▶ _WHAT YOU SHOULD DO_
When a line below contains the word "want", copy that line.

[Dataset items]

━━━━━━━━━━━━━━━━━━━━━━━━━━━━━━

PR #961, opened 2021-11-03
Display conditional and not-recommended versions

Davoska:
Implementing the `--include-not-recommended` option for the command `oc adm upgrade` proposed in the enhancement for [Targeted Update Edge Blocking](https://github.com/openshift/enhancements/blob/master/enhancements/update/targeted-update-edge-blocking.md).

Displaying a prompt if there are available not-recommended versions for the cluster but the user uses the `oc adm upgrade` command.
Modifying the printed-out versions of the command `oc adm upgrade` to be indented, adding a few new lines for an aesthetic purpose, and changing "Available updates" to "Recommended updates".
Changing the order of the printed-out version using the `oc adm upgrade` command to a decreasing SemVer order.

Example of having no not-recommended updates and using the `oc adm upgrade` command.
```bash
$ ./oc adm upgrade
Cluster version is 4.7.30

Upstream is unset, so the cluster will use an appropriate default.
Channel: stable-4.7 (available channels: candidate-4.7, candidate-4.8, fast-4.7, fast-4.8, stable-4.7, stable-4.8)

Recommended updates:

  VERSION     IMAGE
  4.7.34      quay.io/openshift-release-dev/ocp-release@sha256:e121118406de30f9a92168808979d9363c1a576401c399bf6f528fb47c48b16c
  4.7.33      quay.io/openshift-release-dev/ocp-release@sha256:d3c0d73bd5c519f8969b7d598d287a85c69eb1979a7f7fb78508ca98929fd548
  4.7.32      quay.io/openshift-release-dev/ocp-release@sha256:96f00e5b0cde92488c42cd9395ff5a755c77f4273eb10aa83bc2707a8badf93f
  4.7.31      quay.io/openshift-release-dev/ocp-release@sha256:4046047beed84bbba2c1762f130c402f9d05d584cb1dc3e8440f5809b2bb587e
```

Example of having no not-recommended updates and using the `oc adm upgrade --include-not-recommended` command.
```
$ ./oc adm upgrade --include-not-recommended
Cluster version is 4.7.30

Upstream is unset, so the cluster will use an appropriate default.
Channel: stable-4.7 (available channels: candidate-4.7, candidate-4.8, fast-4.7, fast-4.8, stable-4.7, stable-4.8)

Recommended updates:

  VERSION     IMAGE
  4.7.34      quay.io/openshift-release-dev/ocp-release@sha256:e121118406de30f9a92168808979d9363c1a576401c399bf6f528fb47c48b16c
  4.7.33      quay.io/openshift-release-dev/ocp-release@sha256:d3c0d73bd5c519f8969b7d598d287a85c69eb1979a7f7fb78508ca98929fd548
  4.7.32      quay.io/openshift-release-dev/ocp-release@sha256:96f00e5b0cde92488c42cd9395ff5a755c77f4273eb10aa83bc2707a8badf93f
  4.7.31      quay.io/openshift-release-dev/ocp-release@sha256:4046047beed84bbba2c1762f130c402f9d05d584cb1dc3e8440f5809b2bb587e

No updates which are not recommended based on your cluster configuration are available.
```

Example of having not-recommended updates available and using the `oc adm upgrade` command.
```
$ ./oc adm upgrade 
Cluster version is 4.10.0-0.ci-2021-11-03-034804

Upstream is unset, so the cluster will use an appropriate default.
Channel: stable-4.7

Recommended updates:

  VERSION     IMAGE
  4.7.34      quay.io/openshift-release-dev/ocp-release@sha256:e121118406de30f9a92168808979d9363c1a576401c399bf6f528fb47c48b16c
  4.7.33      quay.io/openshift-release-dev/ocp-release@sha256:d3c0d73bd5c519f8969b7d598d287a85c69eb1979a7f7fb78508ca98929fd548
  4.7.32      quay.io/openshift-release-dev/ocp-release@sha256:96f00e5b0cde92488c42cd9395ff5a755c77f4273eb10aa83bc2707a8badf93f
  4.7.31      quay.io/openshift-release-dev/ocp-release@sha256:4046047beed84bbba2c1762f130c402f9d05d584cb1dc3e8440f5809b2bb587e

Additional updates which are not recommended based on your cluster configuration are available, to view those re-run the command with --include-not-recommended.
```

Example of having not-recommended updates available and using the `oc adm upgrade --include-not-recommended` command.
```
$ ./oc adm upgrade --include-not-recommended
Cluster version is 4.10.0-0.ci-2021-11-03-034804

Upstream is unset, so the cluster will use an appropriate default.
Channel: stable-4.7

Recommended updates:

  VERSION     IMAGE
  4.7.34      quay.io/openshift-release-dev/ocp-release@sha256:e121118406de30f9a92168808979d9363c1a576401c399bf6f528fb47c48b16c
  4.7.33      quay.io/openshift-release-dev/ocp-release@sha256:d3c0d73bd5c519f8969b7d598d287a85c69eb1979a7f7fb78508ca98929fd548
  4.7.32      quay.io/openshift-release-dev/ocp-release@sha256:96f00e5b0cde92488c42cd9395ff5a755c77f4273eb10aa83bc2707a8badf93f
  4.7.31      quay.io/openshift-release-dev/ocp-release@sha256:4046047beed84bbba2c1762f130c402f9d05d584cb1dc3e8440f5809b2bb587e

Supported but not recommended updates:

  Version: 4.7.4
  Image: example image
  Recommended: Unknown
  Reason: MultipleReasons
  Message:
    Clusters on vSphere Virtual Hardware Version 14 and later may experience cross-node networking issues. https://access.redhat.com/solutions/5896081
    
    vSphere clusters leveraging the vSphere cloud provider may lose node names which can have serious impacts on the stability of the control plane and workloads. https://bugzilla.redhat.com/show_bug.cgi?id=1942207#c3
    
    On clusters with a Proxy configured, the authentication operator may keep many oauth-server connections open... operator and router pods. https://bugzilla.redhat.com/show_bug.cgi?id=1941840#c33
    
  Version: 4.6.99-example
  Image: example image
  Recommended: False
  Reason: ExampleReason
  Message: Example message

  Version: 4.6.30
  Image: example image
  Recommended: False
  Reason: ExampleReason
  Message: Example message
```

Pull request related to https://issues.redhat.com/browse/OTA-482


pkg/cli/admin/upgrade/upgrade.go
```diff
@@ -431,21 +431,22 @@ func updateIsEquivalent(a configv1.Update, b configv1.Release) bool {
 	}
 }
 
-// sortSemanticVersions sorts the input slice in increasing order.
-func sortSemanticVersions(versions []configv1.Release) {
+// sortReleasesBySemanticVersions sorts the input slice in decreasing order.
```
vrutkovs, line 475: Not sure why would we want to change the sort order - just for the sake of using `cv.Status.AvailableUpdates[0]` instead of `len(cv.Status.AvailableUpdates)-1`?

pkg/cli/admin/upgrade/upgrade.go
```diff
@@ -340,20 +340,20 @@ func (o *Options) Run() error {
...
+				fmt.Fprintf(o.Out, "Channel: %s\n\n", cv.Spec.Channel)
 			}
 		}
 
 		if len(cv.Status.AvailableUpdates) > 0 {
-			fmt.Fprintf(o.Out, "Available Updates:\n\n")
-			w := tabwriter.NewWriter(o.Out, 0, 2, 1, ' ', 0)
-			fmt.Fprintf(w, "VERSION\tIMAGE\n")
+			fmt.Fprintf(o.Out, "Recommended updates:\n\n")
+			w := tabwriter.NewWriter(o.Out, 14, 2, 1, ' ', 0)
```
vrutkovs, line 353: Not sure what `14` means here - is this padding?

vrutkovs (changes requested):
Looks fine overall, see comments inline.

Some note on commits - they should describe why the change is made, not what change is done (its visible in diff)

Davoska:
/hold
Making a few modifications and improving the commits.

Davoska:
I have tried to improve the commit messages.

Added new changes in `/contrib/completions/bash/oc` generated by the `/hack/update-generated-completions.sh` script in the commit https://github.com/openshift/oc/pull/961/commits/95d742fe4bae0d97a400053937dc134dcbd586d7.

Dropped the initial changes for modifying the sorting functions to sort in a decreasing order.
Added functions to reverse the sorted slices.

pkg/cli/admin/upgrade/upgrade.go
Davoska: I have dropped the initial changes for modifying the sorting functions.
(The initial thinking was to have a decreasing order of the semantic versions. And then have the following invalid semantic versions in ascending lexicographic order. Which would not be possible with reversing the current sorting function returned slice.)
And I have added functions for reversing the relevant slices to be in decreasing order.

pkg/cli/admin/upgrade/upgrade.go
Davoska: I have initially forgotten to add this change to the commit message.

The argument of `14` represents the `minwidth` ([minimal cell width including any padding](https://pkg.go.dev/text/tabwriter#NewWriter)). Which results in having the column have bigger minimal width than before. And since the ordinal versions have an approximate length of 6. The columns seem further apart.

But for longer version lengths, there won't be an unnecessary big empty space.
But a similar behavior could be achieved with fixed bigger `padding`.

vrutkovs: Ooh, I see, that makes sense

Lets add a code comment above this (`git blame` would show this, but the fewer WTF per code line the better)

Davoska:
Improved the commit message for the commit https://github.com/openshift/oc/pull/961/commits/30f708aadf0ead208b5d3888d80056a92a378036.

Added a comment in the source code as discussed in https://github.com/openshift/oc/pull/961/files#r742706668.

pkg/cli/admin/upgrade/upgrade.go
Davoska: I have added the comment:
`// set the minimal cell width to 14 to have a larger space between the columns for shorter versions`

In the new commit https://github.com/openshift/oc/commit/30f708aadf0ead208b5d3888d80056a92a378036.

pkg/cli/admin/upgrade/upgrade.go
```diff
@@ -341,39 +343,81 @@ func (o *Options) Run() error {
...
-			w := tabwriter.NewWriter(o.Out, 0, 2, 1, ' ', 0)
-			fmt.Fprintf(w, "VERSION\tIMAGE\n")
+			fmt.Fprintf(o.Out, "Recommended updates:\n\n")
+			// set the minimal cell width to 14 to have a larger space between the columns for shorter versions
+			w := tabwriter.NewWriter(o.Out, 14, 2, 1, ' ', 0)
+			fmt.Fprintf(w, "  VERSION\tIMAGE\n")
 			// TODO: add metadata about version
-			sortSemanticVersions(cv.Status.AvailableUpdates)
+			sortReleasesBySemanticVersions(cv.Status.AvailableUpdates)
+			reverseReleases(cv.Status.AvailableUpdates)
```
wking, line 359: Instead of sorting and then reversing, can we just flip the sense of the sort?  `sortReleasesBySemanticVersions` is an internal helper with this one use-case, and we can just adjust the godocs to say it's becoming `decreasing`.  That would allow this call site to say "sort these however we like them sorted" without having to worry about whether it was increasing or decreasing.

vrutkovs (approved):
/approve
/lgtm

Looks good to me, lets sort out latest comments from Trevor

Davoska:
In the new commit https://github.com/openshift/oc/pull/961/commits/ae4725ef19378254d2f90f2a47c8762a9d126799.

- I have modified the function `sortReleasesBySemanticVersions` to sort in decreasing order as discussed in https://github.com/openshift/oc/pull/961#discussion_r747010161 as opposed to reversing the slice to a decreasing order.
- Modified the use-case of the function accordingly.
- Modified the `pkg/cli/admin/upgrade/upgrade_test.go` accordingly.

I have also dropped the reversing of the slice of `conditionalUpdates`. And I have modified the `sortConditionalUpdatesBySemanticVersions` function to sort in decreasing order in the new commit https://github.com/openshift/oc/pull/961/commits/d747e5b6fac643db738e665da857d2d891e9bda6.

pkg/cli/admin/upgrade/upgrade.go
Davoska: Yes, that seems very reasonable. 
Fixed in the new commits ae4725e and d747e5b (see: https://github.com/openshift/oc/pull/961#issuecomment-968759024).

pkg/cli/admin/upgrade/upgrade.go
```diff
@@ -341,39 +343,79 @@ func (o *Options) Run() error {
...
+		return
+	}
+
+	fmt.Fprintf(o.Out, "  Version: %s\n  Image: %s\n", update.Release.Version, update.Release.Image)
+	fmt.Fprintf(o.Out, "  Recommended: %s\n  Reason: %s\n", c.Status, c.Reason)
+	if c.Reason == "MultipleReasons" {
+		indented_message := "    " + strings.Replace(c.Message, "\n", "\n    ", -1)
+		fmt.Fprintf(o.Out, "  Message:\n%s\n", indented_message)
+	} else {
+		fmt.Fprintf(o.Out, "  Message: %s\n", c.Message)
```
wking, line 415: `MultipleReasons` is more likely to be multi-line, but even single-reason messages could be multi-line.  Can we use `strings.ReplaceAll(c.Message, "\n", "\n    ")`, to follow the pattern from #952, regardless of `Reason`?

Davoska:
I have changed the formatting of the printed conditional update's `Message` to be the same regardless of its `Reason` in the new commit https://github.com/openshift/oc/pull/961/commits/73ac3b3ac24ae78c65b1a1a9b44bcfe0cae46ced (as discussed in https://github.com/openshift/oc/pull/961#discussion_r749889906).

I have also moved the blank line that was separating `Recommended updates` from its previous block.  
The blank line was previously associated with the outgoing block, and it would be better for it to be associated with the incoming block. Fixed in the new commit https://github.com/openshift/oc/pull/961/commits/21f3636bd8ead6e9f574b0f2d464887f67f00309 (as discussed in https://github.com/openshift/oc/pull/961#discussion_r747015207)

pkg/cli/admin/upgrade/upgrade.go
Davoska: Yes, it's definitely better to follow the same style.

Since the previous function `printNotRecommendedUpdate` would now have no logic, I have moved its modified body to the place of its original calling.  Every other printing is in the function `Run` also. Let me know if I should change that.

pkg/cli/admin/upgrade/upgrade.go
```diff
@@ -341,39 +343,81 @@ func (o *Options) Run() error {
 				fmt.Fprintf(o.Out, "Upstream: %s\n", cv.Spec.Upstream)
 			}
 			if len(cv.Status.Desired.Channels) > 0 {
-				fmt.Fprintf(o.Out, "Channel: %s (available channels: %s)\n", cv.Spec.Channel, strings.Join(cv.Status.Desired.Channels, ", "))
+				fmt.Fprintf(o.Out, "Channel: %s (available channels: %s)\n\n", cv.Spec.Channel, strings.Join(cv.Status.Desired.Channels, ", "))
 			} else {
-				fmt.Fprintf(o.Out, "Channel: %s\n", cv.Spec.Channel)
+				fmt.Fprintf(o.Out, "Channel: %s\n\n", cv.Spec.Channel)
```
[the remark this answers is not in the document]
Davoska: Ah, yes. I have no problem changing that. And...

>  it would be good to have blank lines associated with the incoming block instead of the outgoing block

Is definitely a valid point, and I would also agree it is a better way.

I have removed the previous blank lines from the `Channels` block, and added a blank line in: `fmt.Fprintf(o.Out, "\nRecommended updates:\n\n")`.
Fixed in the new commit 21f3636.

pkg/cli/admin/upgrade/upgrade.go
```diff
@@ -348,32 +350,59 @@ func (o *Options) Run() error {
...
 				fmt.Fprintf(o.ErrOut, "warning: Cannot display available updates:\n  Reason: %s\n  Message: %s\n\n", c.Reason, strings.ReplaceAll(c.Message, "\n", "\n  "))
 			} else {
 				fmt.Fprintf(o.Out, "No updates available. You may force an upgrade to a specific release image, but doing so may not be supported and may result in downtime or data loss.\n")
 			}
 		}
 
+		if o.IncludeNotRecommended {
+			if containsNotRecommendedUpdate(cv.Status.ConditionalUpdates) {
+				sortConditionalUpdatesBySemanticVersions(cv.Status.ConditionalUpdates)
+				fmt.Fprintf(o.Out, "\nSupported but not recommended updates:\n\n")
```
wking, line 377: I think you want one less trailing `\n` here and one more below with `\n  Version...`, to give a blank line between each target-version block.

Davoska: Yes. I have forgotten I was testing with messages that were all ending with the character `\n`.

Is there any guarantee that the messages end or they do not end with the character `\n`?

Davoska: If we can't be sure,  I can add the [func TrimSuffix](https://pkg.go.dev/strings#TrimSuffix) for the `Message` and add the newlines as you have proposed.

Davoska: I have modified the new-lines as you have proposed and added `strings.ReplaceAll(strings.TrimSpace(c.Message), "\n", "\n  ")` when printing update's `Message`.

Fixed in https://github.com/openshift/oc/pull/961/commits/8b225ea2e172938fb0bf6e250d40185c920a85a2.

wking (approved):
/lgtm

━━━━━━━━━━━━━━━━━━━━━━━━━━━━━━

▶ _THE COMPLETED TASK_
vrutkovs, line 475: Not sure why would we want to change the sort order - just for the sake of using `cv.Status.AvailableUpdates[0]` instead of `len(cv.Status.AvailableUpdates)-1`?
wking, line 377: I think you want one less trailing `\n` here and one more below with `\n  Version...`, to give a blank line between each target-version block.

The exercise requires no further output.